> [Task statement]
If a line of the records contains the word "update", list it.

···

PR #3053, opened 2026-04-22
(Please Review Before 2.0 releases!) Remove need to use Box::pin for transactions.

### LINKED ISSUE #2749: Feature Request: Support for async closures
## Motivation

Since [`AsyncFn`](https://doc.rust-lang.org/std/ops/trait.AsyncFn.html) and therefore async closures have been stabilised in rust version 1.85.0 a few months back, are there any plans to support this for example in transactions?

## Proposed Solutions

For example the arguments to the transaction functions can be changed to instead receive `impl AsyncFnOnce() -> Result<T, E>` or if this is to late for version 2.0.0, another pair of transaction functions can be added which receive the async closure.

landonpoch:
## PR Info

With rust >= 1.85 we shouldn't need to Box::pin async closures anymore.  This fixes that.  I'm hoping you'll accept this because it is a breaking change and 2.0 is in RC right now.  This would be timely to get it in prior to a major upgrade.

- Closes #2749 

## New Features

- [x] Just uses the new async closures built in to the language now.

## Bug Fixes

- [x] Resolves #2749 

## Breaking Changes

- [x] You'll need to remove those nasty Box::pin from your transaction closures. <- this is a good thing.

Note!!! If you don't want this as a breaking change consider modifying this PR to just create new methods for this and leave the old stuff in tact.  However, I think it's much better just to rip the bandaid off in this release.

### DIFF
--- a/src/database/connection.rs
+++ b/src/database/connection.rs
@@ -165,6 +165,7 @@ pub struct TransactionOptions {
 }
 
 /// Spawn database transaction
+#[allow(async_fn_in_trait)]
 pub trait TransactionTrait {
     /// The concrete type for the transaction
     type Transaction: ConnectionTrait + TransactionTrait + TransactionSession;
--- a/src/database/connection.rs
+++ b/src/database/connection.rs
@@ -165,7 +165,6 @@ pub struct TransactionOptions {
 }
 
 /// Spawn database transaction
-#[async_trait::async_trait]
 pub trait TransactionTrait {
     /// The concrete type for the transaction
     type Transaction: ConnectionTrait + TransactionTrait + TransactionSession;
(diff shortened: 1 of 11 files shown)


landonpoch:
@tyt2y3 - I know you guys are pretty far along in the RC process at this point.  I just want to make sure you get some eyes on this to see if it could make the cut.  This would be a really nice thing to include as it makes using the api a lot easier.

ProbstDJakob:
The problem with this PR is that, as @Huliiiiii wrote, you can not specify the `Sync` requirement for the returned `Future`. Since those are only `AsyncFnOnce` traits, one could add `<F as AsyncFnOnce>::CallOnceFuture: Send` but this, as well as the [RTN](https://github.com/rust-lang/rust/issues/109417), is nightly only at the moment. Thus there is currently no way to add this without nightly.

landonpoch:
@ProbstDJakob - Got it.  Waiting for CallOnceFuture is probably the move then.  Once that is in, I can update this to add the Send contraint and then it should be ready to go.  Oh well.

tyt2y3:
would be nice if this works on stable!

landonpoch:
Realized I needed to update the tests to remove the Box::pin syntax to get them to pass.  This makes sense because this is the breaking change called out earlier.

Huliiiiii:
https://github.com/SeaQL/sea-orm/issues/2749#issuecomment-4449693440
> I think we could follow diesel's approach here. I don't really have time to work on this recently. Anyone interested in experimenting with it?
> 
> https://blog.weiznich.de/blog/diesel-async-0-9/

tyt2y3:
I've tried the approach Hulii suggested, but it couldn't work because of the associated type `TransactionTrait::Transaction`.

I've added an experimental API in https://github.com/SeaQL/sea-orm/blob/59af61eee31a244a53a5161e68befbf31ef58995/src/database/executor.rs#L205-L209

···

> [Answer to this problem]
@ProbstDJakob - Got it.  Waiting for CallOnceFuture is probably the move then.  Once that is in, I can update this to add the Send contraint and then it should be ready to go.  Oh well.
Realized I needed to update the tests to remove the Box::pin syntax to get them to pass.  This makes sense because this is the breaking change called out earlier.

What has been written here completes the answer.